[Saved entries]

PR #39, opened 2019-07-17
Support Rails 6.0 polymorphic associations

kbrock:
Depends upon:

- [x] #40 fix for types bug (first 2 commits)
- [x] #42 
- [x] #43 
- [x] #44 / #45 (style fix up per request)
- [x] #46 travis updates
- [x] #50 `select()` updates to work better with `from()`
- [x] #57 `includes()` fix and `:through` fix
---

- When you specify a `from()` clause, rails 5.x stops using `arel_column` and basically breaks virtual attributes. Rails 6.0 works though, so monkey patching 5.{1,2} from rails 6.0.
- Virtual attributes in `select()` are embedded as sub-queries. These need to be accessed in `attributes[]`, and we use an alias for this.
- updates the associations in preload and then lets the standard preload logic work in a standard way
- preloading polymorphic in includes is no longer working. doesnt work in rails either, but we had it working for a little while

### DIFF
--- a/lib/active_record/virtual_attributes/virtual_fields.rb
+++ b/lib/active_record/virtual_attributes/virtual_fields.rb
@@ -102,14 +102,27 @@ module ActiveRecord
     class Preloader
       prepend(Module.new {
         if ActiveRecord.version.to_s >= "6.0"
+          def preloaders_for_reflection(reflection, records, scope, polymorphic_parent)
+            case reflection
+            when Array
+              reflection.flat_map { |ref| preloaders_on(ref, records, scope, polymorphic_parent) }
+            when Hash
+              preloaders_on(reflection, records, scope, polymorphic_parent)
+            else
+              super(reflection, records, scope)
+            end
+          end
+
           # rubocop:disable Style/BlockDelimiters, Lint/AmbiguousBlockAssociation, Style/MethodCallWithArgsParentheses
           # preloader.rb active record 6.0
+          # changed:
+          # since grouped_records can return a hash/array, we need to handle those 2 new cases
           def preloaders_for_hash(association, records, scope, polymorphic_parent)
             association.flat_map { |parent, child|
               grouped_records(parent, records, polymorphic_parent).flat_map do |reflection, reflection_records|
-                loaders = preloaders_for_reflection(reflection, reflection_records, scope)
+                loaders = preloaders_for_reflection(reflection, reflection_records, scope, polymorphic_parent)
                 recs = loaders.flat_map(&:preloaded_records).uniq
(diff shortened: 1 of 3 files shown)


jrafanie:
I had to make a change to the monkey patch for 5.2 support, you can follow along here:  https://github.com/juliancheal/activerecord-virtual_attributes/commits/try_rails_5_2

There's still lots of test failures I hope to dig into tomorrow.

kbrock:
> Method arel_column has a Cognitive Complexity of 12 (exceeds 11 allowed). Consider refactoring

it was 90% rails monkey patch

kbrock:
@jrafanie @juliancheal This passes miq with 51 and 52 here.
Couldn't get an miq 52 rails branch to bundle - let me know which branch to use over there.
Also let me know if this resolves most of your problems.

lib/active_record/virtual_attributes/virtual_fields.rb
```diff
@@ -103,20 +103,11 @@ class Base
...
-
-          records_with_association = klass_map.select { |k, _rs| k.reflect_on_association(association) }.flat_map { |_k, rs| rs }
-          if records_with_association.any?
-            loaders.concat(super(association, records_with_association, scope))
-          end
-
-          loaders
+        def preload(records, associations, preload_scope = nil)
+          records = Array.wrap(records).compact
+          associations = records.first.class.replace_virtual_fields(associations) if records.first
```
kbrock: only associations from the first class will be used

can we use `group_by` / `grouped_records` ?

kbrock: also, did polymorphic work before us?
how much of polymorphic did we loose?

Gemfile
```diff
@@ -2,9 +2,9 @@
 
 source "https://rubygems.org"
 
-gem "activerecord", "~> 5.0.7"
-gem "mysql2", '~> 0.4.0'
+gem "activerecord", "~> 5.2.3"
```
kbrock: we are modifying the gemfile to be more current

Also was concerned nailing down a gem version when future versions of active record no longer require a particular version

lib/active_record/virtual_attributes/virtual_fields.rb
kbrock: added grouping by class.

kbrock:
updated and removed 6.0 support

kbrock:
kicking

kbrock:
This was a PR for rails 5.2. It became a PR to support rails 6.0

There is 1 remaining habtm preload failure with rails 5.2. (but rails 5.2 is doing pretty well)

juliancheal:
🎉 YAY!

PR #42, opened 2019-09-11
use references properly

kbrock:
Rails uses `references(table_names)`
and knows nothing about hashes or relations 
(nor has it ever known).

These tests fix that problem.

### DIFF
--- a/lib/active_record/virtual_attributes/virtual_fields.rb
+++ b/lib/active_record/virtual_attributes/virtual_fields.rb
@@ -152,7 +152,7 @@ module ActiveRecord
         # This can be seen with the following:
         #
         #   Vm.select(Vm.arel_table[Arel.star]).select(:some_vm_virtual_col)
-        #     .includes(:tags => {}).references(:tags => {})
+        #     .includes(:tags => {}).references(:tags)
         #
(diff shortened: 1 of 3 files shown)


jrafanie:
rebase please @kbrock

kbrock:
> Can you reference either in the commit or PR description where this exists or was changed in Rails. I am almost positive that it used to work this way in Rails, and now has since changed.
> - @NickLaMuro 

The method was [added in 4.0](https://github.com/rails/rails/commit/4c4760a619e9bddf14e65dd7f0d5bbc3f9ca320e) and has always been just table names

The `to_s` was [added 3 months later](https://github.com/rails/rails/commit/8c2c60511bea) and has been in there ever since. So a hash would never have worked.

the api also clearly states it is table names not relation names.

There is an escape clause, that says just `references` everything if the table is not in the includes. so `references("x")` is just as effective.

> Also, pretty sure we have a case or two in our code base.

I remove these invalid `references()` in https://github.com/ManageIQ/manageiq/pull/19127
It may make sense to handle the static and dynamic cases (i.e.: reporting) in separate PRs.

jrafanie:
LGTM

PR #43, opened 2019-09-11
specs for preloaded

kbrock:
we will refactoring the way preload works.
So we want specs in place.

We already had specs for `includes()` and `includes().references()`.

This PR adds `preload` specs.


kbrock:
those exceptions come back in future PR

PR #44, opened 2019-09-30
Version specific versions

kbrock:
Class names change across different active record versions.

This adds case statements to handle these types of changes across active record 5.2 and 6.0

This is extracted out of #39

### DIFF
--- a/lib/active_record/virtual_attributes/virtual_fields.rb
+++ b/lib/active_record/virtual_attributes/virtual_fields.rb
@@ -183,8 +183,11 @@ module ActiveRecord
           additional_attributes = result_set.first.keys
                                             .reject { |k| join_dep_keys.include?(k) }
                                             .reject { |k| join_root_aliases.include?(k) }
-                                            .map    { |k| [k, k] }
-          column_aliases += additional_attributes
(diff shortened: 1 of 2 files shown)


kbrock:
The complaint is that the monkey patch to rails is too complex.

sorry RuboCop. this is complex stuff

lib/active_record/virtual_attributes/virtual_fields.rb
```diff
@@ -183,8 +183,11 @@ def instantiate(result_set, *_, &block)
           additional_attributes = result_set.first.keys
                                             .reject { |k| join_dep_keys.include?(k) }
                                             .reject { |k| join_root_aliases.include?(k) }
-                                            .map    { |k| [k, k] }
-          column_aliases += additional_attributes
+          column_aliases += if ActiveRecord.version.to_s < "6.0"
```
jrafanie: @kbrock I'm good with this but looking at this PR I'm wondering if we should always use the same format for these version checks...  in other words flip this from `<` to `>=` and flip the if/else.  If you agree, maybe you can do this in a followup PR.  It's the only suggestion I can make.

### YOUR OBJECTIVE
What you should output is every line of the records above, from the first through the line containing "class Preloader", unchanged.

### TASK RESULT
PR #39, opened 2019-07-17
Support Rails 6.0 polymorphic associations

kbrock:
Depends upon:

- [x] #40 fix for types bug (first 2 commits)
- [x] #42 
- [x] #43 
- [x] #44 / #45 (style fix up per request)
- [x] #46 travis updates
- [x] #50 `select()` updates to work better with `from()`
- [x] #57 `includes()` fix and `:through` fix
---

- When you specify a `from()` clause, rails 5.x stops using `arel_column` and basically breaks virtual attributes. Rails 6.0 works though, so monkey patching 5.{1,2} from rails 6.0.
- Virtual attributes in `select()` are embedded as sub-queries. These need to be accessed in `attributes[]`, and we use an alias for this.
- updates the associations in preload and then lets the standard preload logic work in a standard way
- preloading polymorphic in includes is no longer working. doesnt work in rails either, but we had it working for a little while

### DIFF
--- a/lib/active_record/virtual_attributes/virtual_fields.rb
+++ b/lib/active_record/virtual_attributes/virtual_fields.rb
@@ -102,14 +102,27 @@ module ActiveRecord
     class Preloader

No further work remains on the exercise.